# What you need to do
What is needed is a word-for-word copy of the records below.
*** Opening Information shown ***
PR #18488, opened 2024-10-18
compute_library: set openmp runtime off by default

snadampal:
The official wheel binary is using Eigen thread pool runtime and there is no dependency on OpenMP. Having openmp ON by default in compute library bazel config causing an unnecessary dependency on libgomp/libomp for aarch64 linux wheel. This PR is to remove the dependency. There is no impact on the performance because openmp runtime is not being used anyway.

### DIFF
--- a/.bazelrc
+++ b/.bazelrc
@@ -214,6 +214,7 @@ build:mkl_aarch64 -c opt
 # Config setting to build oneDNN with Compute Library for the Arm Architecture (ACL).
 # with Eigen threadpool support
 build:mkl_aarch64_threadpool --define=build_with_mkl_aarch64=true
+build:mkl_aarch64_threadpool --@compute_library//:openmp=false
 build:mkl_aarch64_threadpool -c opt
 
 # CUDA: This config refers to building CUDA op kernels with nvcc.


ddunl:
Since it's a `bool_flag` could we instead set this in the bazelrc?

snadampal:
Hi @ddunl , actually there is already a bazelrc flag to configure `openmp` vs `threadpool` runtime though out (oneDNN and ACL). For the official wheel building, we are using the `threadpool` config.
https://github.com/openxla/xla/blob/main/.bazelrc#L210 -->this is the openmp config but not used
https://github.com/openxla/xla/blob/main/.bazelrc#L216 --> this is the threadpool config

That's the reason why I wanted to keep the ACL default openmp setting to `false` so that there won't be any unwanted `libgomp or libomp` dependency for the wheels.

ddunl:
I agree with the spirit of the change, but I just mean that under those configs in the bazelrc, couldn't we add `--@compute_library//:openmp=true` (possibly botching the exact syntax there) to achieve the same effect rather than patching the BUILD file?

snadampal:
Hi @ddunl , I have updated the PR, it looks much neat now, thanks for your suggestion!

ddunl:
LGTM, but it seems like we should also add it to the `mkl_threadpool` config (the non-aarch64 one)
*** Closing Information shown ***
# Answer space
PR #18488, opened 2024-10-18
compute_library: set openmp runtime off by default

snadampal:
The official wheel binary is using Eigen thread pool runtime and there is no dependency on OpenMP. Having openmp ON by default in compute library bazel config causing an unnecessary dependency on libgomp/libomp for aarch64 linux wheel. This PR is to remove the dependency. There is no impact on the performance because openmp runtime is not being used anyway.

### DIFF
--- a/.bazelrc
+++ b/.bazelrc
@@ -214,6 +214,7 @@ build:mkl_aarch64 -c opt
 # Config setting to build oneDNN with Compute Library for the Arm Architecture (ACL).
 # with Eigen threadpool support
 build:mkl_aarch64_threadpool --define=build_with_mkl_aarch64=true
+build:mkl_aarch64_threadpool --@compute_library//:openmp=false
 build:mkl_aarch64_threadpool -c opt
 
 # CUDA: This config refers to building CUDA op kernels with nvcc.


ddunl:
Since it's a `bool_flag` could we instead set this in the bazelrc?

snadampal:
Hi @ddunl , actually there is already a bazelrc flag to configure `openmp` vs `threadpool` runtime though out (oneDNN and ACL). For the official wheel building, we are using the `threadpool` config.
https://github.com/openxla/xla/blob/main/.bazelrc#L210 -->this is the openmp config but not used
https://github.com/openxla/xla/blob/main/.bazelrc#L216 --> this is the threadpool config

That's the reason why I wanted to keep the ACL default openmp setting to `false` so that there won't be any unwanted `libgomp or libomp` dependency for the wheels.

ddunl:
I agree with the spirit of the change, but I just mean that under those configs in the bazelrc, couldn't we add `--@compute_library//:openmp=true` (possibly botching the exact syntax there) to achieve the same effect rather than patching the BUILD file?

snadampal:
Hi @ddunl , I have updated the PR, it looks much neat now, thanks for your suggestion!

ddunl:
LGTM, but it seems like we should also add it to the `mkl_threadpool` config (the non-aarch64 one)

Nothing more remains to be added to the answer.